Module 20: Data Discovery and Classification
You cannot protect what you do not know about. The exam treats data discovery and classification as prerequisites for every other data security control. Without knowing what data exists and how sensitive it is, encryption, DLP, and access controls are applied blindly.
Data Discovery
Data discovery is the process of identifying what data exists across your cloud environment. In organizations using multiple cloud services, data proliferates rapidly — databases, object storage, SaaS applications, file shares, logs, backups, and temporary processing stores. Discovery must find all of it.
Discovery Techniques
- Automated scanning: Tools that crawl cloud storage, databases, and file systems looking for data patterns (PII, financial data, health records).
- Metadata analysis: Examining file properties, database schemas, and service configurations to identify likely sensitive data stores.
- Network traffic analysis: Monitoring data flows to discover where data is created, stored, and transferred.
- API integration: Using cloud provider APIs to inventory all data stores and their configurations.
Data Classification
Classification assigns sensitivity levels to data based on its content, context, and regulatory requirements. The exam uses a standard classification hierarchy:
- Public: No impact if disclosed. Marketing materials, published reports.
- Internal: Low impact if disclosed. Internal policies, non-sensitive communications.
- Confidential: Moderate to high impact. Business plans, financial reports, employee records.
- Restricted/Highly Confidential: Severe impact. Personal health information, credit card data, trade secrets.
The exam tests who is responsible for classification. The data owner classifies data — not the IT department, not the CSP, not the data custodian. Classification is a business decision based on data sensitivity and regulatory requirements.
Exam trap: Technical teams often classify data based on technical characteristics (file type, location). The exam expects classification based on business impact and sensitivity. A text file containing credit card numbers is more sensitive than an encrypted database of public records, regardless of technical format.
Classification in Cloud Environments
Cloud introduces unique classification challenges:
- Volume: Cloud data grows rapidly. Manual classification cannot scale. Automated tools are necessary.
- Distributed data: The same data may exist in multiple services, regions, and formats. Classification must be consistent across all instances.
- Dynamic data: Data classification can change as data is combined, analyzed, or enriched. Individually non-sensitive data points may become sensitive when aggregated.
- Shared responsibility: The customer classifies data; the CSP provides tools and infrastructure to implement classification-based controls.
Automated Classification Tools
Cloud providers and third-party tools offer automated classification using pattern matching, machine learning, and context analysis. The exam recognizes that automated classification is necessary for cloud scale but requires human oversight to handle edge cases and verify accuracy.
Classification Driving Controls
Classification determines which controls apply:
- Public data: Integrity controls (prevent tampering), availability controls.
- Internal data: Basic access controls, standard encryption.
- Confidential data: Strong access controls, encryption at rest and in transit, DLP monitoring, audit logging.

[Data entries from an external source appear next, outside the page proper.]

PR #2757, opened 2019-05-09
Generate RPM packages

### LINKED ISSUE #2748: RPM support
Background
----------

**CKAN Version:** 
All(packaging issue)

**KSP Version:** 
N/A

**Operating System:** 
RPM Linux distros

Problem
-------

N/A

I expected to find an RPM download link

**What happened instead?**
There was only a DEB link. This only works on Debian derivatives. Supporting RPM or even Snap or Flatpak would allow non-Debian installations.

**Screenshots:**

HebaruSan:
## Motivation

We generate .deb files as of #2187, but users of Linux distributions that aren't Debian-derived have to use the plain `ckan.exe` file. This means they miss out on:

- Having ckan in the system `$PATH`
- Having a ckan icon in the system app menus
- An out of date man page
- Falling back to ConsoleUI if `$DISPLAY` isn't defined

Some users may even assume that the lack of an .rpm file means they can't use CKAN, even though they can.

## Changes

Now we also generate .rpm files, so Fedora users can enjoy the above benefits. This is done with a simple `Makefile` and a .spec file, sharing a few files with the .deb package. The build system is updated to include the .rpm file as a release asset.

To try it via the command line:

```sh
./build rpm
```

Fixes #2748.

### DIFF
--- a/.travis.yml
+++ b/.travis.yml
@@ -36,6 +36,8 @@ addons:
             - fakeroot
             - dpkg
             - lintian
+            # Stuff for building .rpm files
+            - rpm
 
 # These commands simulate having a graphical display, which is needed
 # for our GUI tests.
@@ -51,6 +53,7 @@ script:
 before_deploy:
     - ./build osx
     - ./build deb
+    - ./build rpm
     - echo "$DOCKERHUB_PASSWORD" | docker login -u "$DOCKERHUB_USERNAME" --password-stdin
 
 deploy:
@@ -64,6 +67,7 @@ deploy:
         - _build/repack/$BUILD_CONFIGURATION/ckan.exe
         - _build/osx/CKAN.dmg
         - _build/deb/ckan_*.deb
+        - _build/rpm/RPMS/noarch/ckan*.rpm
         - _build/out/AutoUpdater/$BUILD_CONFIGURATION/bin/AutoUpdater.exe
       on:
         repo: KSP-CKAN/CKAN
--- a/build.cake
+++ b/build.cake
@@ -81,6 +81,20 @@ Task("deb-clean")
     .Does(() => StartProcess("make",
         new ProcessSettings { Arguments = "clean", WorkingDirectory = "debian" }));
 
+Task("rpm")
+    .IsDependentOn("Ckan")
+    .Does(() => StartProcess("make",
+        new ProcessSettings { WorkingDirectory = "rpm" }));
+
+Task("rpm-test")
+    .IsDependentOn("Ckan")
+    .Does(() => StartProcess("make",
+        new ProcessSettings { Arguments = "test", WorkingDirectory = "rpm" }));
+
+Task("rpm-clean")
+    .Does(() => StartProcess("make",
+        new ProcessSettings { Arguments = "clean", WorkingDirectory = "rpm" }));
+
 Task("Restore-Nuget")
     .Does(() =>
 {
--- a/rpm/Makefile
+++ b/rpm/Makefile
@@ -1,0 +1,30 @@
+.PHONY: clean test
+
+# Borrow files from .deb
+DEBDIR:=$(shell pwd)/../debian
+
+TOPDIR:=$(shell pwd)/../_build/rpm
+SCRIPTSRC:=$(DEBDIR)/ckan
+MANSRC:=$(DEBDIR)/ckan.1
+DESKTOPSRC:=$(DEBDIR)/ckan.desktop
+ICONSRC:=$(DEBDIR)/ckan.ico
+EXESRC:=$(shell pwd)/../_build/repack/Release/ckan.exe
+CHANGELOGSRC:=../CHANGELOG.md
+VERSION:=$(shell egrep '^\s*\#\#\s+v.*$$' $(CHANGELOGSRC) | head -1 | sed -e 's/^\s*\#\#\s\+v//' )
+RPM:=$(shell pwd)/../_build/rpm/RPMS/noarch/ckan-$(VERSION)-1.noarch.rpm
+
+# rpmbuild tries to use $HOME/rpmbuild by default
+# rpmbuild can't handle relative paths for its topdir
+# rpmbuild assumes we'll copy files into its SOURCES dir for it
+
+$(RPM): $(SCRIPTSRC) $(EXESRC) $(MANSRC) $(DESKTOPSRC) $(ICONSRC)
+	mkdir -p "${TOPDIR}/SOURCES"
+	cp $^ "${TOPDIR}/SOURCES"
+	rpmbuild --define "_topdir ${TOPDIR}" --define "_version $(VERSION)" -bb ckan.spec
+
+clean:
+	rm -r "$(TOPDIR)"
+
+test: $(RPM)
+	rpm -qlp $<
+	rpmlint $<
--- a/rpm/ckan.spec
+++ b/rpm/ckan.spec
@@ -1,0 +1,48 @@
+Name: ckan
+Version: %{_version}
+Release: 1%{?dist}
+Summary: Mod manager for Kerbal Space Program
+URL: https://ksp-ckan.space
+Packager: The CKAN authors <rpm@ksp-ckan.space>
+License: MIT
+AutoReqProv: no
+Requires: mono-core >= 5.0
+BuildArch: noarch
+Source0: ckan
+Source1: ckan.exe
+Source2: ckan.1
+Source3: ckan.desktop
+Source4: ckan.ico
+
+%description
+KSP-CKAN official client.
+Official client for the Comprehensive Kerbal Archive Network (CKAN).
+Acts as a mod manager for Kerbal Space Program mods.
+
+%post
+cert-sync /etc/pki/tls/certs/ca-bundle.crt
+cert-sync --user /etc/pki/tls/cert.pem
+
+%install
+umask 0022
+mkdir -p %{buildroot}%{_bindir}
+cp %{SOURCE0} %{buildroot}%{_bindir}
+mkdir -p %{buildroot}/usr/lib/ckan
+cp %{SOURCE1} %{buildroot}/usr/lib/ckan
+mkdir -p %{buildroot}%{_mandir}/man1
+cp %{SOURCE2} %{buildroot}%{_mandir}/man1
+mkdir -p %{buildroot}%{_datadir}/applications
+cp %{SOURCE3} %{buildroot}%{_datadir}/applications
+mkdir -p %{buildroot}%{_datadir}/icons
+cp %{SOURCE4} %{buildroot}%{_datadir}/icons
+
+%files
+%{_bindir}/*
+/usr/lib/ckan
+%{_datadir}/applications/*
+%{_datadir}/icons/*
+%{_mandir}/man1/*
+
+%changelog
+* Thu May 9 2019 The CKAN authors <rpm@ksp-ckan.space> 1.26.3-1
+- Initial RPM release


HebaruSan:
Build error does not look related to the changes:

```
W: http://ppa.launchpad.net/couchdb/stable/ubuntu/dists/trusty/Release.gpg: Signature by key 15866BAFD9BCC4F3C1E0DFC7D69548E1C17EAB57 uses weak digest algorithm (SHA1)
W: GPG error: https://packagecloud.io/github/git-lfs/ubuntu trusty InRelease: The following signatures couldn't be verified because the public key is not available: NO_PUBKEY 6B05F25D762E3157
W: The repository 'https://packagecloud.io/github/git-lfs/ubuntu trusty InRelease' is not signed.
W: There is no public key available for the following key IDs:
6B05F25D762E3157 
```

Is the build VM out of date? Maybe a temporary glitch?

HebaruSan:
@enderger, could you please try this test build and report any problems you have with it? I don't have an RPM-based distro available for testing.

- [ckan-1.26.3-1.noarch.rpm.zip](https://github.com/KSP-CKAN/CKAN/files/3163369/ckan-1.26.3-1.noarch.rpm.zip)

enderger:
I will do so at home. It may take awhile, given the upcoming potential flooding.

enderger:
YAST claims that the package is unsigned.

HebaruSan:
Can you bypass that? It's definitely unsigned, since I just compiled it for this test.

enderger:
No other issues occur during install. YAST sees the dependences and I told the package manager to ignore the "error".

enderger:
The thing loads, but seems to think that the run uses Windows 95.

enderger:
Screenshot_20190509_172307

enderger:
Test launch works

HebaruSan:
Yup, that's what WinForms apps look like. Thanks for checking it out!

- Restricted data: All of the above plus customer-managed encryption keys, enhanced monitoring, strict access reviews, and potentially dedicated infrastructure.
Key Takeaways
Discovery comes before classification. Classification drives all other controls. Data owners classify; technical teams implement. Automated tools are necessary at cloud scale but require human oversight. Classification must account for data aggregation sensitivity. Map classifications to control tiers and enforce them consistently across all cloud services.